= PROBLEM DESCRIPTION =
Read through the entries below and return each line with the word "confusing".

= INPUT FOR THIS TASK =
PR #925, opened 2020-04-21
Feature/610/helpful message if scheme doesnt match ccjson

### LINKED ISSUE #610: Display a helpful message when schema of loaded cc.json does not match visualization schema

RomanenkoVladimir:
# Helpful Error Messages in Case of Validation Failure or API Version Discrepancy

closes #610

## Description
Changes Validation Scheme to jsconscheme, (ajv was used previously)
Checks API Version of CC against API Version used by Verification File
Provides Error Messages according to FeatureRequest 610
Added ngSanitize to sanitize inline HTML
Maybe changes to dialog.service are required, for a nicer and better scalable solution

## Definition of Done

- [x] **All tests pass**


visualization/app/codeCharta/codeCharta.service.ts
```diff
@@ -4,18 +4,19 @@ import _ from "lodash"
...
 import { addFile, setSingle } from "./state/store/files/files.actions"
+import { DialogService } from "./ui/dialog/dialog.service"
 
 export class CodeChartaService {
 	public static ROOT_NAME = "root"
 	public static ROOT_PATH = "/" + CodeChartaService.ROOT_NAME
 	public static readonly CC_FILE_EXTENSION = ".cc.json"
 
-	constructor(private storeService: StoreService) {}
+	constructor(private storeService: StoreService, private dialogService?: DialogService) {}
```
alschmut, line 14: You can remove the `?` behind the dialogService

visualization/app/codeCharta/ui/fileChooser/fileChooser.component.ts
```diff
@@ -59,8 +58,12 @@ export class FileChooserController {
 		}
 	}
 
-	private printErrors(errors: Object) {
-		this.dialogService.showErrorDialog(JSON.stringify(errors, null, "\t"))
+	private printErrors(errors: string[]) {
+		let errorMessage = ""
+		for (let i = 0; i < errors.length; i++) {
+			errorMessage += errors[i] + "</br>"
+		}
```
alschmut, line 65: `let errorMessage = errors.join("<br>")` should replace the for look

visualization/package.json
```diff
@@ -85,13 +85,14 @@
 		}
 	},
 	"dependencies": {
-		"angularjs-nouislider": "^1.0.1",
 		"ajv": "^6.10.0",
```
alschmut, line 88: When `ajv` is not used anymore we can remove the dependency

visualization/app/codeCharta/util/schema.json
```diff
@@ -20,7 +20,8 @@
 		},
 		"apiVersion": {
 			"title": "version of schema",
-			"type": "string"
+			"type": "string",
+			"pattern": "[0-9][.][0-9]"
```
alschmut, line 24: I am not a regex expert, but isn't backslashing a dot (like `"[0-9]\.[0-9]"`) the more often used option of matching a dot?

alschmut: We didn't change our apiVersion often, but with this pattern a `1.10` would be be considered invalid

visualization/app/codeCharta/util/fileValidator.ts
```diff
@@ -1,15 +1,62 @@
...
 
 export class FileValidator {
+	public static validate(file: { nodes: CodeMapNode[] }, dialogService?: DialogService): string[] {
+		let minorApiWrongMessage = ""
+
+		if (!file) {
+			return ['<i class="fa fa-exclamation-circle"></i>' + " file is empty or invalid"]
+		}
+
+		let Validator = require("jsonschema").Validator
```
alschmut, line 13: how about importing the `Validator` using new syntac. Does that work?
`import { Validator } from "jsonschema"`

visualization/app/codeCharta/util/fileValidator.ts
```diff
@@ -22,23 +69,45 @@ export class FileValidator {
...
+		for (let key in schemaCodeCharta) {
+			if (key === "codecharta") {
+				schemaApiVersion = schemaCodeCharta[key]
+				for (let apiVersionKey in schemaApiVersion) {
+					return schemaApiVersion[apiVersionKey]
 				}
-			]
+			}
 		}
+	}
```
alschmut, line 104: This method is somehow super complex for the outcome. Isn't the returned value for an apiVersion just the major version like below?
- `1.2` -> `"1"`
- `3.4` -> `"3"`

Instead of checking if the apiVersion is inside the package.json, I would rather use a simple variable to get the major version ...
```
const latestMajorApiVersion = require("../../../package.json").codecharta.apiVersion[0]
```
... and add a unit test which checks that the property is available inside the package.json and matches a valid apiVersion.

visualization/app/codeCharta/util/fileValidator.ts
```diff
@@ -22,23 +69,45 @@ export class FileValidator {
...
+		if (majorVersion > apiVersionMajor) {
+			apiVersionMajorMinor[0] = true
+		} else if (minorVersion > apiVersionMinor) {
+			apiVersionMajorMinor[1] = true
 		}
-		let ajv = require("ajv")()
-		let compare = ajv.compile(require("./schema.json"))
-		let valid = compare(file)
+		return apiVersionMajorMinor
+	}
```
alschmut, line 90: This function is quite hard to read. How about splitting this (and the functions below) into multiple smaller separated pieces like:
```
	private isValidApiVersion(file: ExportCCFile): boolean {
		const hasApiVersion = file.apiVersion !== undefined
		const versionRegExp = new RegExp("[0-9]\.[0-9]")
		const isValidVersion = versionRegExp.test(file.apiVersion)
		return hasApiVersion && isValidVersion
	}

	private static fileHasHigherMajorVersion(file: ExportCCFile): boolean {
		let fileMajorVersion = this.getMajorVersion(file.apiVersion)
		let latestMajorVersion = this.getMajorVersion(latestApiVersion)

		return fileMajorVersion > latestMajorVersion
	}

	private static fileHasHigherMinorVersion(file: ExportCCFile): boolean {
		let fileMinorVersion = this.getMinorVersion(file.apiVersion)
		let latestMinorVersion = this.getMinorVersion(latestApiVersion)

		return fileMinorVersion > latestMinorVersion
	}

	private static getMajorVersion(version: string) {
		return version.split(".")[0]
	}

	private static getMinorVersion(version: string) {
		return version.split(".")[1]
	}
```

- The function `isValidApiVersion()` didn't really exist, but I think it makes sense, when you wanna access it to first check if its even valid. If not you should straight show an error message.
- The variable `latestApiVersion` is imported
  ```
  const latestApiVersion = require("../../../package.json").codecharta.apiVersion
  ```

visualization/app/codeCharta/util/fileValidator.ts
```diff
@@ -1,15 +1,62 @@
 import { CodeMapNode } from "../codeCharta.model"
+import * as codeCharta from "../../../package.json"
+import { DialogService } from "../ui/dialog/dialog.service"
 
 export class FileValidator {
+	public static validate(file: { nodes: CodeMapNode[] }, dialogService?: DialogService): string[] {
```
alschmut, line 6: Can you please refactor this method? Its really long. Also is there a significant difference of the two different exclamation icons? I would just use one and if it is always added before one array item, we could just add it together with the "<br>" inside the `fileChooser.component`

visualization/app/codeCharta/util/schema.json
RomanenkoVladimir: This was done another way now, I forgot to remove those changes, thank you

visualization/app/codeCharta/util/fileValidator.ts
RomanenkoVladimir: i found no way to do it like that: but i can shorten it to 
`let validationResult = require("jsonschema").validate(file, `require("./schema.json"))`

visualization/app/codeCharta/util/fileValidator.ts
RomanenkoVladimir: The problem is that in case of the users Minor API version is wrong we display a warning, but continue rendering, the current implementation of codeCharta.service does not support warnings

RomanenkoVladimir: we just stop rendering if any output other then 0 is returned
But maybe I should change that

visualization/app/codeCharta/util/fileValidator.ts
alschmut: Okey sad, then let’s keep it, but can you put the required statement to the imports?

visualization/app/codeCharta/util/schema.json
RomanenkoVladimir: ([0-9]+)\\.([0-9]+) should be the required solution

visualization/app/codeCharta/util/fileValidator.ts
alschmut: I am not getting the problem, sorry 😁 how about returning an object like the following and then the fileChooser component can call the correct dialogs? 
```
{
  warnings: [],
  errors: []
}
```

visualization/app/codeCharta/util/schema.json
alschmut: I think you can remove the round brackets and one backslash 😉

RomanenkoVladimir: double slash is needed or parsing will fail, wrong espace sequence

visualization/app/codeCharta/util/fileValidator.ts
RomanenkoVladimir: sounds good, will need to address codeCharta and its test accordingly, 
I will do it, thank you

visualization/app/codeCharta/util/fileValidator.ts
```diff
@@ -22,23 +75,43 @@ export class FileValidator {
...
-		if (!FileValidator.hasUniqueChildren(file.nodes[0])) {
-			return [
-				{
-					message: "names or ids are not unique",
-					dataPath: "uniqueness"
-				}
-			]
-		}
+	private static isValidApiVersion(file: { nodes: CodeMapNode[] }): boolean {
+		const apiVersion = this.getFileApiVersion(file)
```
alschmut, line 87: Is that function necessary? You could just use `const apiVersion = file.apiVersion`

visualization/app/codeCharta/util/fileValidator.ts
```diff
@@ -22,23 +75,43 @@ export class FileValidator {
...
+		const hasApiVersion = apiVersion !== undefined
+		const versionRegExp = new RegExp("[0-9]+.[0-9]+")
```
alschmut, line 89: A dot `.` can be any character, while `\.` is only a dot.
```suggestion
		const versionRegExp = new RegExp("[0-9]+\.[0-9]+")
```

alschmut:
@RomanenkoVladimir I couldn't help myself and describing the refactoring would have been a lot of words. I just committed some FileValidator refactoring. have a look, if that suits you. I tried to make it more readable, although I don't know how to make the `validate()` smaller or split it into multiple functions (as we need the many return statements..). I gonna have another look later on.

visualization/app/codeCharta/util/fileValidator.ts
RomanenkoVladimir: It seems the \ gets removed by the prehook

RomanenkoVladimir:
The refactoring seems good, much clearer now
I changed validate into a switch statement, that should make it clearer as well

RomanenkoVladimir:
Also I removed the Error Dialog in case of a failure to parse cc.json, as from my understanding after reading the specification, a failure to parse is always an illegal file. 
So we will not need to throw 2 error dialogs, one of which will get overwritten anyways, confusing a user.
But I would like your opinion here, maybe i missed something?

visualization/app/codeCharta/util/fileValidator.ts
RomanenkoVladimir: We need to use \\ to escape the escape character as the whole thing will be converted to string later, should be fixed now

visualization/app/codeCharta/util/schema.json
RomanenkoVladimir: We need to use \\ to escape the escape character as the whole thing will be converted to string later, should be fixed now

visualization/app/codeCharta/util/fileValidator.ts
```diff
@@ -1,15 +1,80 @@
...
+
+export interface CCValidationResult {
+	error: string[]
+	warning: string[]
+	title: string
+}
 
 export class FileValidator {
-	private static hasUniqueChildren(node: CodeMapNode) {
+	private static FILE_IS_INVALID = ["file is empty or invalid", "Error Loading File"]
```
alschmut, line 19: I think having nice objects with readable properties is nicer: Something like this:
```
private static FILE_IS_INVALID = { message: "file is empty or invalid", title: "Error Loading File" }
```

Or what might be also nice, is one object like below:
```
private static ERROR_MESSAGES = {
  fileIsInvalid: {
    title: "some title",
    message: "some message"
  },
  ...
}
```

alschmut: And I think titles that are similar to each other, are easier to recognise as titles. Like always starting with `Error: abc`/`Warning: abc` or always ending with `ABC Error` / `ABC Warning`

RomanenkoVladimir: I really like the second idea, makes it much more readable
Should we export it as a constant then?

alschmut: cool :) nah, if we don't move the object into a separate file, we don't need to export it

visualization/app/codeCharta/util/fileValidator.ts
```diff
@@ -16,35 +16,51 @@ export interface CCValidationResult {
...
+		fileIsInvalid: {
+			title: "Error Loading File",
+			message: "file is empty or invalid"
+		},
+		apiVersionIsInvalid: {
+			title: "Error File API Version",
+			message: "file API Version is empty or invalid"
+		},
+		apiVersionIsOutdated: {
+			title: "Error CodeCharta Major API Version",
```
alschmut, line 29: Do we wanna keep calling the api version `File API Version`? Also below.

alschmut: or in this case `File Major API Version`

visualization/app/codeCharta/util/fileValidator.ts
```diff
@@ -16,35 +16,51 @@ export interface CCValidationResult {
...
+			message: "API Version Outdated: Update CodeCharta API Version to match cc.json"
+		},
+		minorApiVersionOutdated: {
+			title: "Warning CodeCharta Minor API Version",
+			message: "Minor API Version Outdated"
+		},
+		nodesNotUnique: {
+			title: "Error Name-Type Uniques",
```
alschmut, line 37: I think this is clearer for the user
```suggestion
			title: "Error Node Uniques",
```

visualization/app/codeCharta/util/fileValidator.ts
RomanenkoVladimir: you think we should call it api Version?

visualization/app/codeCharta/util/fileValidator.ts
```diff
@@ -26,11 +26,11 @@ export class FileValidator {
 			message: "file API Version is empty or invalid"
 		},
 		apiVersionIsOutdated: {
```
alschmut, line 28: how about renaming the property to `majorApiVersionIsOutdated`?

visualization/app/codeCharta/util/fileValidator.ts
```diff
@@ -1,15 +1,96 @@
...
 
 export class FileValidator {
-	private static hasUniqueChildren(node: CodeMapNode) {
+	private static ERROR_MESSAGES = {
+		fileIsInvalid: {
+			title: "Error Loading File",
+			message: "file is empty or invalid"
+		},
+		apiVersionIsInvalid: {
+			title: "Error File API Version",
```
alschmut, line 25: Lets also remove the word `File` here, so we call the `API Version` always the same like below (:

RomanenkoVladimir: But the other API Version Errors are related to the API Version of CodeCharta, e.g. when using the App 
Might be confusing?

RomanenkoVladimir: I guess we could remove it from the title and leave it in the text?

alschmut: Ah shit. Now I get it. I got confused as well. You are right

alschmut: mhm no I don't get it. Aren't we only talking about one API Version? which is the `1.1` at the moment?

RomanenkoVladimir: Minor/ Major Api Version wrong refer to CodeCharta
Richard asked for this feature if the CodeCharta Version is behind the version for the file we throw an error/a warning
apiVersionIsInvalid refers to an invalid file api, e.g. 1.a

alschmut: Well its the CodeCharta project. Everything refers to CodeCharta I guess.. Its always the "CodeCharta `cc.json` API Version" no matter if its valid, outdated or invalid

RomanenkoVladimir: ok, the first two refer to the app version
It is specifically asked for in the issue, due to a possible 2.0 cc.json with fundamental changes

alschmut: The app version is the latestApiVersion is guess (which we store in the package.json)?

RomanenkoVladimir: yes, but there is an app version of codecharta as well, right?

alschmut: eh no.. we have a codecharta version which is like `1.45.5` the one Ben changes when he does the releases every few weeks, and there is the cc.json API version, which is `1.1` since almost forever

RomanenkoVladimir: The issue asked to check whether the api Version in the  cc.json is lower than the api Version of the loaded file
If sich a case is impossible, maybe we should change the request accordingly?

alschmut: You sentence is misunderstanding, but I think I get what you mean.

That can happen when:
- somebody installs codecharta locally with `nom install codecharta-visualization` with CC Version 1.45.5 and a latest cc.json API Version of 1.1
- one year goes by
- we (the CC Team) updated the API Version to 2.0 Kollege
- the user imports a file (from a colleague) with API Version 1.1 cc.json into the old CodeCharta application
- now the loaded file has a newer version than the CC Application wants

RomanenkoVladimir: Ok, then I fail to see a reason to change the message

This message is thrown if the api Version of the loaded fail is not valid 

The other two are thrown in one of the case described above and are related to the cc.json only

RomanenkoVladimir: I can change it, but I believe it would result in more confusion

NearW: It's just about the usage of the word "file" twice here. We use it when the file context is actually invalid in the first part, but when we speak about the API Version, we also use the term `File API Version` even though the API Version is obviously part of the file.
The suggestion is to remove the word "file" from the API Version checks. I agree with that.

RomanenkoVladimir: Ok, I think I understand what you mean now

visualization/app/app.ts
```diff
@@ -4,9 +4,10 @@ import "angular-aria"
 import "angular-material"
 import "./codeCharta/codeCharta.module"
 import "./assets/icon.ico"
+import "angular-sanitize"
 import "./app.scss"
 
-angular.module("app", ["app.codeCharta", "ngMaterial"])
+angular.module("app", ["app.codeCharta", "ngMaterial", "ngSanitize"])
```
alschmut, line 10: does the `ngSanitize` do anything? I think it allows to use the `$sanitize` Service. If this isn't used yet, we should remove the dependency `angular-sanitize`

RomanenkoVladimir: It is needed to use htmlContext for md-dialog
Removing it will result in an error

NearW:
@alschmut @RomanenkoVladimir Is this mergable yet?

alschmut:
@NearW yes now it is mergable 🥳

= RESPONSE TO THE TASK =
So we will not need to throw 2 error dialogs, one of which will get overwritten anyways, confusing a user.
Might be confusing?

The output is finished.